Abstract
The Gravity Recovery and Climate Experiment (GRACE) satellites have measured anomalies in the Earth’s time- variable gravity field since 2002, allowing for the measurement of the melting of glaciers due to climate change. Many techniques used with GRACE data have difficulty constraining mass change in small regions such as Iceland, often requiring broad averaging functions in order to capture trends. These techniques also capture data from nearby regions, causing signal leakage. Alternatively, Slepian functions may solve this problem by optimally concentrating data both in the spatial domain (e.g., Iceland) and spectral domain (i.e., the bandwidth of the data). We use synthetic experiments to show that Slepian functions can capture trends over Iceland without meaningful leakage and influence from ice changes in Greenland. We estimate a mass change over Iceland from GRACE data of approximately -9.3 ± 1.0 Gt/yr between March 2002 and November 2016, with an acceleration of 1.1 ± 0.5 Gt/yr 2 .
Highlights
Earth’s mountain glaciers and ice caps have been losing mass in response to climate change (Stocker et al, 2013), and in 2014 this mass loss accounted for ∼25% of current observed global mean sea level rise (Chen et al, 2017)

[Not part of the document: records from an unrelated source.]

PR #94, opened 2023-07-26
Improve comments in `sqlair.go`

Aflynn50:
Correct and improve on the content of some of the comments in `sqlair.go`. The line width is also limited to 80 columns in  comments (assuming you have tabs set to 4 spaces).

The example in the comment above the `M` type has been removed and an example of using `M` has been added to PR #70.

### DIFF
--- a/sqlair.go
+++ b/sqlair.go
@@ -13,15 +13,19 @@ import (
 	"github.com/canonical/sqlair/internal/expr"
 )
 
-// M is a type that, as with other map types, can be used with SQLair for more dynamic behavior.
-// It can be used in querys to pass arbitrary values referenced by their key.
+// M is a convenience type that can be used in input and output expressions to
+// pass values referenced by their key. M is not a special type, any named map
+// type with string keys can be used with SQLair.
 //
-// For example:
+// Example 1:
+//     stmt := sqlair.MustPrepare("UPDATE people SET name=$M.name", sqlair.M{})
+//     err := db.Query(ctx, stmt, sqlair.M{"id": 10}).Run()
 //
-//	stmt := sqlair.MustPrepare("SELECT (name, postcode) AS &M.* FROM p WHERE id = $M.id", sqlair.M{})
-//	q := db.Query(ctx, stmt, sqlair.M{"id": 10})
-//	var resultMap = sqlair.M{}
-//	err := q.Get(resultMap) // => sqlair.M{"name": "Fred", "postcode": 10031}
+// Example 2:
+//     stmt := sqlair.MustPrepare("SELECT (name, postcode) AS &M.* FROM people id", sqlair.M{})
+//     m := sqlair.M{}
+//     err := db.Query(ctx, stmt).Get(m) // => sqlair.M{"name": "Fred", "postcode": 10031}
+
 type M map[string]any
 
 // S is a slice type that, as with other named slice types, can be used with
@@ -31,8 +35,8 @@ type S []any
 var ErrNoRows = sql.ErrNoRows
 var ErrTXDone = sql.ErrTxDone
 
-// Statement represents a SQL statement with valid SQLair expressions.
-// It is ready to be run on a SQLair DB.
+// Statement represents a parsed SQLair statement ready to be run on a database.
+// A statement can be used with any database.
 type Statement struct {
 	// te is the type bound SQLair query. It contains information used to
 	// generate query values from the input arguments when the Statement is run
@@ -40,10 +44,10 @@ type Statement struct {
 	te *expr.TypeBoundExpr
 }
 
-// Prepare expands the types mentioned in the SQLair expressions and checks
-// the SQLair parts of the query are well formed.
+// Prepare validates SQLair expressions in the query and generates a SQLair
+// statement Statement.
 // typeSamples must contain an instance of every type mentioned in the
-// SQLair expressions of the query. These are used only for type information.
+// SQLair expressions in the query. These are used only for type information.
 func Prepare(query string, typeSamples ...any) (*Statement, error) {
 	parser := expr.NewParser()
 	parsedExpr, err := parser.Parse(query)
@@ -58,7 +62,7 @@ func Prepare(query string, typeSamples ...any) (*Statement, error) {
 	return &Statement{te: typedExpr}, nil
 }
 
-// MustPrepare is the same as prepare except that it panics on error.
+// MustPrepare is the same as Prepare except that it panics on error.
 func MustPrepare(query string, typeSamples ...any) *Statement {
 	s, err := Prepare(query, typeSamples...)
 	if err != nil {
@@ -81,7 +85,7 @@ func (db *DB) PlainDB() *sql.DB {
 	return db.sqldb
 }
 
-// Query holds the results of a database query.
+// Query represents a query on a database. It is designed to be run once.
 type Query struct {
 	// run executes the Query against the db or the tx.
 	run func(context.Context) (*sql.Rows, sql.Result, error)
@@ -100,8 +104,9 @@ type Iterator struct {
 	started bool
 }
 
-// Query takes a context, prepared SQLair Statement and the structs mentioned in the query arguments.
-// It returns a Query object for iterating over the results.
+// Query builds a new query from a context, a SQLair Statement and the input
+// arguments. The query is run on the database when one of Iter, Run, Get or
+// GetAll is executed on the Query.
 func (db *DB) Query(ctx context.Context, s *Statement, inputArgs ...any) *Query {
 	if ctx == nil {
 		ctx = context.Background()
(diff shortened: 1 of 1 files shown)


sqlair.go
```diff
@@ -13,33 +13,27 @@ import (
...
-// M is a type that, as with other map types, can be used with SQLair for more dynamic behavior.
-// It can be used in querys to pass arbitrary values referenced by their key.
-//
-// For example:
-//
-//	stmt := sqlair.MustPrepare("SELECT (name, postcode) AS &M.* FROM p WHERE id = $M.id", sqlair.M{})
-//	q := db.Query(ctx, stmt, sqlair.M{"id": 10})
-//	var resultMap = sqlair.M{}
-//	err := q.Get(resultMap) // => sqlair.M{"name": "Fred", "postcode": 10031}
+// M is a type that, as with other map types, can be used in SQLair input and
```
manadart: "M is a convenience type for values indexed by strings. It can be used in both input and output expressions." is probably all you need.

I would include the example, but unlike the one removed, I'd have 2 simple prepare examples, one with input and one without output.

sqlair.go
```diff
@@ -13,33 +13,27 @@ import (
...
+// output expressions. It can be used in queries to pass arbitrary values
+// referenced by their key.
 type M map[string]any
 
 var ErrNoRows = sql.ErrNoRows
 var ErrTXDone = sql.ErrTxDone
 
-// Statement represents a SQL statement with valid SQLair expressions.
-// It is ready to be run on a SQLair DB.
+// Statement represents a verified SQLair statement ready to be run on a DB.
```
manadart: "represents a _parsed_ SQLair statement".

I prefer to use plain English in comments, which would prefer "database" over "DB".

sqlair.go
```diff
@@ -86,7 +80,7 @@ type Query struct {
 	pq  *expr.PrimedQuery
 }
 
-// Iterator is used to iterate over the results of the query.
+// Iterator is used to iterate over the results of the query row by row.
```
manadart: "row by row" doesn't add anything here.

sqlair.go
```diff
@@ -296,6 +303,7 @@ func (q *Query) GetAll(sliceArgs ...any) (err error) {
 		sliceVals = append(sliceVals, sliceVal)
 	}
 
+	// Iterate through the query results.
```
manadart: "Iterate _over_".

sqlair.go
Aflynn50: Removed.

sqlair.go

sqlair.go
Aflynn50: I've changed the comment to be less verbose, though I want to still express that `M` is not a special type in any way i.e. that any map type can be used with SQLair.

I have been intending to do a separate PR with examples in it. I'll put some in the comment here and then remove them when I do that in another PR.

sqlair.go
```diff
@@ -81,7 +85,7 @@ func (db *DB) PlainDB() *sql.DB {
 	return db.sqldb
 }
 
-// Query holds the results of a database query.
+// Query represents a query on a database. It is designed to be run once.
```
letFunny, line 88: Can you only run it once though? I would assume you could pass in the values, store the query, and run it as much times as you want (think a select statement).

sqlair.go
```diff
@@ -100,8 +104,9 @@ type Iterator struct {
 	started bool
 }
 
-// Query takes a context, prepared SQLair Statement and the structs mentioned in the query arguments.
-// It returns a Query object for iterating over the results.
+// Query builds a new query from a context, a SQLair Statement and the input
+// arguments. The query is run on the database when one of Iter, Run, Get or
+// GetAll is executed on the Query.
```
letFunny: Question about go doc, is this going to show up as links in the documentation or do you have to use [sqlair.Iter], [sqlair.Run], etc.

sqlair.go
```diff
@@ -124,14 +129,18 @@ func (db *DB) Query(ctx context.Context, s *Statement, inputArgs ...any) *Query
 	return &Query{pq: pq, run: run, ctx: ctx, err: nil}
 }
 
-// Run is an alias for Get that takes no arguments.
+// Run is an alias for Get that takes no arguments. Run is used to run a query
```
letFunny: `Run is an alias for Get that takes no arguments.`  <- Do you think this is an implementation detail? I would just keep the second sentence.

sqlair.go
```diff
@@ -124,14 +129,18 @@ func (db *DB) Query(ctx context.Context, s *Statement, inputArgs ...any) *Query
...
+// on a database and disregard any results.
 func (q *Query) Run() error {
 	return q.Get()
 }
 
-// Get runs the query and decodes the first result into the provided output arguments.
-// It returns ErrNoRows if output arguments were provided but no results were found.
-// An &Outcome{} variable may be provided as the first output variable.
+// Get runs the query and decodes the first result into the provided output
```
letFunny:
```suggestion
// Get runs the query and decodes the first row returned into the provided output
```

letFunny: I think result is normally used to get the statistics like when running `sql.Exec`.

sqlair.go
```diff
@@ -124,14 +129,18 @@ func (db *DB) Query(ctx context.Context, s *Statement, inputArgs ...any) *Query
...
+// arguments. It returns ErrNoRows if output arguments were provided but no
+// results were found.
+//
+// An Outcome struct may be provided as the first output variable to fill it
```
letFunny: Should we say pointer to outcome struct? or is it enough to see the comment plus examples?

sqlair.go
```diff
@@ -169,6 +178,7 @@ func (q *Query) Get(outputArgs ...any) error {
 }
 
 // Iter returns an Iterator to iterate through the results row by row.
+// Close must be run once iteration is finished.
```
letFunny:
```suggestion
// Iterator.Close must be run once iteration is finished.
```
The same comment about godoc and picking up names above applies here. Whatever Intellij highlights should work.

sqlair.go
```diff
@@ -189,7 +199,7 @@ func (q *Query) Iter() *Iterator {
 }
 
 // Next prepares the next row for Get.
-// If an error occurs during iteration it will be returned with Iter.Close().
+// If an error occurs during iteration it will be returned with Iter.Close.
```
letFunny:
```suggestion
// If an error occurs during iteration it will be returned with Iterator.Close.
```

sqlair.go
```diff
@@ -198,8 +208,11 @@ func (iter *Iterator) Next() bool {
 	return iter.rows.Next()
 }
 
-// Get decodes the result from the previous Next call into the provided output arguments.
-// An &Outcome{} variable may be provided as the single output variable before the first call to Next.
+// Get decodes the result from the previous Next call into the provided output
+// arguments.
+//
+// Before the first call of Next an Outcome struct may be passed to Get as the
```
letFunny: Same comment about pointer to Outcome.

sqlair.go
```diff
@@ -250,18 +265,22 @@ func (iter *Iterator) Close() error {
...
+// Result returns a sql.Result containing information about the query
+// execution. If no result is set then Result returns nil.
 func (o *Outcome) Result() sql.Result {
 	return o.result
 }
 
 // GetAll iterates over the query and scans all rows into the provided slices.
 // sliceArgs must contain pointers to slices of each of the output types.
-// An &Outcome{} variable may be provided as the first output variable.
+// An &Outcome{} struct may be provided as the first output variable to get
```
letFunny: I think we should be consistent with "Outcome struct" / "&Outcome{}" / "pointer to ..."

sqlair.go
```diff
@@ -373,7 +394,8 @@ func (tx *TX) setDone() error {
 	return nil
 }
 
-// Begin starts a transaction.
+// Begin starts a transaction. A transaction must be ended
+// with a Commit or Rollback.
```
letFunny: Same comment about godoc.

letFunny (commented):
Great addition, thanks! I only have a bunch of nitpicks :P

sqlair.go
Aflynn50: You can run it multiple times, but it should only be run once, mainly because we store the context in the query so it should be used straight away. It being designed to be run once was something Gustavo and I decided ages ago.

sqlair.go
Aflynn50: Oh nice, didn't know you could link like this, have added it all over the place.

sqlair.go
Aflynn50: It is an implementation detail, but one the user should know about, it makes it obvious whats going on and is very easy to understand. I've swapped the sentences.

sqlair.go

sqlair.go
letFunny: Right, then keep it as is.

sqlair.go
letFunny: The only problem would be if we decide to change the inner working of the function in the future because `Run is an alias for [Query.Get] that takes no arguments` involves much more than `Run is used to run a query on a database and disregard any results.`

letFunny (approved):
Thanks! Definitely a step on the right direction, the documentation is starting to look much better.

In order to examine signals in Iceland separately from other mass changes we use a method of spatio-spectral localization on the sphere in which we transform the data onto a basis of spherical Slepian functions (Slepian, 1983; Simons et al, 2006). This technique has previously been applied to various spatial domains including Greenland (Harig and Simons, 2012, 2016), Antarctica (Harig and Simons, 2015), and the High Plains Aquifer in the USA (Longuevergne et al, 2010). It is an open question how well Slepian functions perform for small regions, and we address that question with the case-study of Iceland
As buffer extent starts increasing above roughly 2.0◦, the Iceland region begins to intersect with the Greenland region resulting in the larger negative trend values at large buffers
Summary
Earth’s mountain glaciers and ice caps have been losing mass in response to climate change (Stocker et al, 2013), and in 2014 this mass loss accounted for ∼25% of current observed global mean sea level rise (Chen et al, 2017). Between 1995 and 2013, Iceland experienced −9.5 ± 1.5 Gt/yr of average ice mass change, with negative acceleration (meaning an increasing rate of mass loss) (Björnsson et al, 2013). In Iceland, ice mass changes and volcanic activity are linked, as unloading caused by ice melt can affect the frequency and character of volcanic eruptions (e.g., Jull and McKenzie, 1996; Gee et al, 1998; Pagli and Sigmundsson, 2008; Schmidt et al, 2013). Detailed and accurate measurements of glacier mass balance are important to understand sea level rise, and volcanic activity in Iceland and potential international consequences. The 2010 Eyjafjallajòkull eruption stranded over 8.5 million passengers of 108,000 canceled flights, costing airlines 1.7 billion USD (Alexander, 2013)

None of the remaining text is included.